Danke für den tollen Bericht, lädt zum Träumen ein...

VG Jackson


champagnierle Offline



Beiträge: 164

26.12.2018 00:03
#6 RE: Schwarzwälder Kirschtorte aus der Dose Antworten

Hi Jürgen,
ja, da kenn ich nix mehr. Mein Haus wurde komplett abgerissen. Früher gab es neben dem Hafen eine Straße die dann nach links bis zur Schleimünde ging. Und ganz hinten gab es eine Wendeschleife. Und genau da stand das Haus. Davor waren Schiffsgeschütze, 100mm, und im Haus selbst war die Steuerung und eine Radaranlage auf einem Metallmasten - so gute 20m hoch.

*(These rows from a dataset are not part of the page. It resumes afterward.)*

Issue #3304, opened 2020-04-27
Fix S1854 FP: ref keyword on a local variable


volgunin:
### Description

When a local variable with ref keyword is used, S1854 is raised.

### Repro steps

```
private void Test(int[] values)
{
    ref int value = ref values[0];
    value = default;
}
```

### Expected behavior

No warning.

### Actual behavior

warning S1854: Remove this useless assignment to local variable 'value'.

### Related information

SonarAnalyzer.CSharp.8.6.0.16497
VisualStudio 2019 16.5.4

PR #3323, opened 2020-05-05
Add FP repro for S1854

pavel-mikula-sonarsource:
Reproduces #3304

### DIFF
--- a/sonaranalyzer-dotnet/tests/SonarAnalyzer.UnitTest/TestCases/DeadStores.cs
+++ b/sonaranalyzer-dotnet/tests/SonarAnalyzer.UnitTest/TestCases/DeadStores.cs
@@ -899,7 +899,7 @@ namespace Tests.Diagnostics
     {
         public void WithRefKeyword(int[] values)
         {
-            ref int value = ref values[0]; // Noncompliant FP because there exists write that is propagated
+            ref int value = ref values[0]; // Noncompliant FP because `value` keeps the reference to `values[0]`, and below `default` is actually assigned to `values[0]`
             value = default; // Noncompliant FP because it's ref variable and value is propagated somewhere
         }
     }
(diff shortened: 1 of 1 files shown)


sonaranalyzer-dotnet/tests/SonarAnalyzer.UnitTest/TestCases/DeadStores.cs
```diff
@@ -892,6 +892,15 @@ string Local()
...
             }
         }
+    }
 
+    // https://github.com/SonarSource/sonar-dotnet/issues/3304
+    public class Repro_3304
+    {
+        public void WithRefKeyword(int[] values)
+        {
+            ref int value = ref values[0]; // Noncompliant FP because there exists write that is propagated
```
andrei-epure-sonarsource, line 902:
```suggestion
            ref int value = ref values[0]; // Noncompliant FP because `value` keeps the reference to `values[0]`, and below `default` is actually assigned to `values[0]`
```

sonaranalyzer-dotnet/tests/SonarAnalyzer.UnitTest/TestCases/DeadStores.cs
```diff
@@ -892,6 +892,15 @@ string Local()
...
+            value = default; // Noncompliant FP because it's ref variable and value is propagated somewhere
```
andrei-epure-sonarsource, line 903:
```suggestion
            value = default; // Noncompliant FP (see above comment)
```

pavel-mikula-sonarsource: I'd keep the original text, because there are two different FPs with two different reasoning behind them. I took some time to understand the difference so I'd like to help our future ourselves.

Und samstags immer nach Dörphof ins Chaplins und danach noch in die Fährschenke, wenn die Disse zugemacht hat....
Oder nach Tarp, Sonderburg, EckTown oder Kiel. Oder erstmal nach Ellenberg zu Oma Plüsch. Gute Pizza, super Sofas. Hat Spaß gemacht.

Mag die Zeit nicht missen.

Grüße aus dem Süden

Marc

==
Das Reh springt hoch,
das Reh springt weit,
es macht ihm Spaß,
es hat ja Zeit.


stephanieklapp ( gelöscht )
Beiträge:

04.01.2019 09:12
#7 RE: Schwarzwälder Kirschtorte aus der Dose Antworten

Wow Tolle Bilder!


Alec Offline



Beiträge: 120

07.01.2019 14:33
#8 RE: Schwarzwälder Kirschtorte aus der Dose Antworten

Das hab ich gern gelesen. Gut geschrieben, viele Infos zum Revier - danke!

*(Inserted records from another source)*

PR #4365, opened 2021-05-03
S4136: MethodOverloadsShouldBeGrouped- Records support

csaba-sagi-sonarsource:


analyzers/src/SonarAnalyzer.CSharp/Rules/MethodOverloadsShouldBeGrouped.cs
```diff
@@ -18,21 +18,31 @@
...
 {
     [DiagnosticAnalyzer(LanguageNames.CSharp)]
     [Rule(DiagnosticId)]
-    public sealed class MethodOverloadsShouldBeGrouped : MethodOverloadsShouldBeGroupedBase<MemberDeclarationSyntax>
+    public sealed class MethodOverloadsShouldBeGrouped : MethodOverloadsShouldBeGroupedBase<SyntaxKind, MemberDeclarationSyntax>
     {
-        public MethodOverloadsShouldBeGrouped() : base(RspecStrings.ResourceManager) { }
+        protected override ILanguageFacade<SyntaxKind> Language => CSharpFacade.Instance;
+
+        protected override SyntaxKind[] SyntaxKinds { get; } = new[]
```
costin-zaharia-sonarsource, line 39: pedantic: `new []` is redundant

analyzers/src/SonarAnalyzer.CSharp/Rules/MethodOverloadsShouldBeGrouped.cs
```diff
@@ -51,28 +61,13 @@ protected override MemberInfo CreateMemberInfo(SyntaxNodeAnalysisContext c, Memb
...
-                return methodDeclaration.ExplicitInterfaceSpecifier == null;
-            }
-            return true;
-        }
+        protected override IEnumerable<MemberDeclarationSyntax> GetMemberDeclarations(SyntaxNode node) =>
+            ((TypeDeclarationSyntax)node).Members;
 
-        private static bool IsStatic(BaseMethodDeclarationSyntax declaration) => declaration.Modifiers.Any(x => x.Kind() == SyntaxKind.StaticKeyword);
+        private static bool IsValidMemberForOverload(MemberDeclarationSyntax member) =>
+            !(member is MethodDeclarationSyntax methodDeclaration) || methodDeclaration.ExplicitInterfaceSpecifier == null;
```
costin-zaharia-sonarsource, line 68: I think this is a bit more concise and easier to read:
```suggestion
            (member as MethodDeclarationSyntax)?.ExplicitInterfaceSpecifier == null;
```

analyzers/src/SonarAnalyzer.CSharp/Rules/MethodOverloadsShouldBeGrouped.cs
```diff
@@ -51,28 +61,13 @@ protected override MemberInfo CreateMemberInfo(SyntaxNodeAnalysisContext c, Memb
...
 
+        private static bool IsStatic(BaseMethodDeclarationSyntax declaration) =>
```
costin-zaharia-sonarsource, line 70: I'm pretty sure I've seen a similar check in another rule. Could you please extract an extension method and move it to `BaseMethodDeclarationSyntaxExtensions`?

Edit: there is one usage also on the vb rule, we could try to extract it to the shared project.

analyzers/src/SonarAnalyzer.Common/Rules/MethodOverloadsShouldBeGroupedBase.cs
```diff
@@ -18,49 +18,57 @@
...
-        }
+                if (c.ContainingSymbol.Kind != SymbolKind.NamedType)
+                {
+                    return;
+                }
+
+                foreach (var misplacedOverload in GetMisplacedOverloads(c, GetMemberDeclarations(c.Node)))
+                {
+                    var firstName = misplacedOverload.First().NameSyntax;
+                    var secondaryLocations = misplacedOverload.Skip(1).Select(x => new SecondaryLocation(x.NameSyntax.GetLocation(), "Non-adjacent overload"));
```
costin-zaharia-sonarsource, line 63: The `secondaryLocations` enumerable is iterated twice on report diagnostic call which means the `SecondaryLocation` classes are created twice. Could you please make it an array or a list?

analyzers/src/SonarAnalyzer.VisualBasic/Rules/MethodOverloadsShouldBeGrouped.cs
```diff
@@ -30,9 +31,16 @@ namespace SonarAnalyzer.Rules.VisualBasic
 {
     [DiagnosticAnalyzer(LanguageNames.VisualBasic)]
     [Rule(DiagnosticId)]
-    public sealed class MethodOverloadsShouldBeGrouped : MethodOverloadsShouldBeGroupedBase<StatementSyntax>
+    public sealed class MethodOverloadsShouldBeGrouped : MethodOverloadsShouldBeGroupedBase<SyntaxKind, StatementSyntax>
     {
-        public MethodOverloadsShouldBeGrouped() : base(RspecStrings.ResourceManager) { }
+        protected override ILanguageFacade<SyntaxKind> Language => VisualBasicFacade.Instance;
+
+        protected override SyntaxKind[] SyntaxKinds { get; } = new[]
```
costin-zaharia-sonarsource, line 38: pedantic: `new []` is redundant

analyzers/src/SonarAnalyzer.Common/Rules/MethodOverloadsShouldBeGroupedBase.cs
```diff
@@ -160,46 +168,37 @@ symbol switch
...
-            }
+            public bool NameEquals(MemberInfo other) =>
+                NameSyntax.ValueText.Equals(other?.NameSyntax.ValueText, isCaseSensitive ? StringComparison.InvariantCulture : StringComparison.InvariantCultureIgnoreCase);
 
-            public override bool Equals(object obj)
-            {
+            public override bool Equals(object obj) =>
                 // Groups that should be together are defined by accessibility, abstract, static and member name #4136
-                return obj is MemberInfo other
+                obj is MemberInfo other
```
costin-zaharia-sonarsource, line 194: I see that there are 2 uncovered branches. I assume one is when `obj is MemberInfo other` is `false`. Is the other the `accessibility` check? We might be able to easily cover it.

costin-zaharia-sonarsource (changes requested):

analyzers/src/SonarAnalyzer.CSharp/Rules/MethodOverloadsShouldBeGrouped.cs
csaba-sagi-sonarsource: I moved it to the extensions. The SyntaxKinds are different so it can not go into the shared project.

analyzers/src/SonarAnalyzer.Common/Rules/MethodOverloadsShouldBeGroupedBase.cs
csaba-sagi-sonarsource: The other uncovered path is `NameEquals(other) == false`, as NameEquals is already called before on that path. Yet I would not remove that line of code from the equals as it could create some confusion.

costin-zaharia-sonarsource (approved):
LGTM!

Ja, es ist wichtig, das Ruder gegen Rausrutschen zu sichern, weil es eine akrobatische Nummer ist, es auf dem Wasser wieder einzuhängen.
Ich sichere das Bufflehead-Ruder mit den runden Marine Standard-Splinten, die durch kleine Löcher am unteren Ende der Scharnierstifte gezogen werden. Das ist mehr Fummelei als ich mir wünsche. Das ARTEMIS-Ruder hat deshalb eine durchgehende Scharnierstange, oben abgewinkelt, unten mit Gewinde für eine Stoppmutter.

Ich wünsche euch für 2019 genug Zeit für mehr salzige Segel- und Paddeltouren.

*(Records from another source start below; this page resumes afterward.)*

PR #4372, opened 2021-05-04
Rule S110: Add support for records

costin-zaharia-sonarsource:

### DIFF
--- a/analyzers/src/SonarAnalyzer.CSharp/Rules/AvoidExcessiveInheritance.cs
+++ b/analyzers/src/SonarAnalyzer.CSharp/Rules/AvoidExcessiveInheritance.cs
@@ -18,6 +18,7 @@
  * Inc., 51 Franklin Street, Fifth Floor, Boston, MA  02110-1301, USA.
  */
 
+using System;
 using System.Collections.Generic;
 using System.Collections.Immutable;
 using System.Linq;
@@ -28,6 +29,7 @@ using Microsoft.CodeAnalysis.CSharp.Syntax;
 using Microsoft.CodeAnalysis.Diagnostics;
 using SonarAnalyzer.Common;
 using SonarAnalyzer.Helpers;
+using StyleCop.Analyzers.Lightup;
 
 namespace SonarAnalyzer.Rules.CSharp
 {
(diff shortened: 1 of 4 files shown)


analyzers/src/SonarAnalyzer.CSharp/Rules/AvoidExcessiveInheritance.cs
```diff
@@ -36,89 +38,108 @@ namespace SonarAnalyzer.Rules.CSharp
...
+
+        private class ObjectTypeInfo
+        {
+            public SyntaxToken Identifier { get; }
+
+            public INamedTypeSymbol Symbol { get; }
+
+            public string Name { get; }
+
+            public ObjectTypeInfo(SyntaxNode node, SemanticModel model)
```
dmitry-golovinov-sonarsource, line 127: I am personally not a fan of creating such constructors that incorporate such kind of logic. If we will move this to some common space, may be lets create a factory?

analyzers/src/SonarAnalyzer.CSharp/Rules/AvoidExcessiveInheritance.cs
```diff
@@ -36,89 +38,108 @@ namespace SonarAnalyzer.Rules.CSharp
     public class AvoidExcessiveInheritance : ParameterLoadingDiagnosticAnalyzer
     {
         private const string DiagnosticId = "S110";
-        private const string MessageFormat = "This class has {0} parents which is greater than {1} authorized.";
+        private const string MessageFormat = "This {0} has {1} parents which is greater than {2} authorized.";
```
dmitry-golovinov-sonarsource, line 41: Not quite sure, but probably makes sense to state the change of the message here https://jira.sonarsource.com/browse/RSPEC-3914

dmitry-golovinov-sonarsource (commented):
Please, check my comments.

analyzers/src/SonarAnalyzer.CSharp/Rules/AvoidExcessiveInheritance.cs
```diff
@@ -36,89 +38,108 @@ namespace SonarAnalyzer.Rules.CSharp
...
         }
 
-        private static Regex WilcardPatternToRegularExpression(string pattern)
+        private static Regex WildcardPatternToRegularExpression(string pattern)
         {
             var regexPattern = string.Concat("^", Regex.Escape(pattern).Replace("\\*", ".*"), "$");
             return new Regex(regexPattern, RegexOptions.Compiled);
         }
+
+        private class ObjectTypeInfo
```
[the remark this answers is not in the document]
costin-zaharia-sonarsource: I would postpone this until actually needed. We will be able to take a better decision then.

analyzers/src/SonarAnalyzer.CSharp/Rules/AvoidExcessiveInheritance.cs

Viele Grüsse vom Bodensee! Axel


Troubadix Offline



Beiträge: 1.359

25.01.2019 23:17
#9 RE: Schwarzwälder Kirschtorte aus der Dose Antworten

Moin Axel,

das Widerlager der Pinne aus Kunststoff an der Ruderhalterung war gebrochen, hab dann hinter das raus gerutschte Gummiteil ein Streichholz gewürgt, bis nach Hause hat es dann gehalten. Das nächste Mal gibt es dann von vorne herein eine Bindesicherung.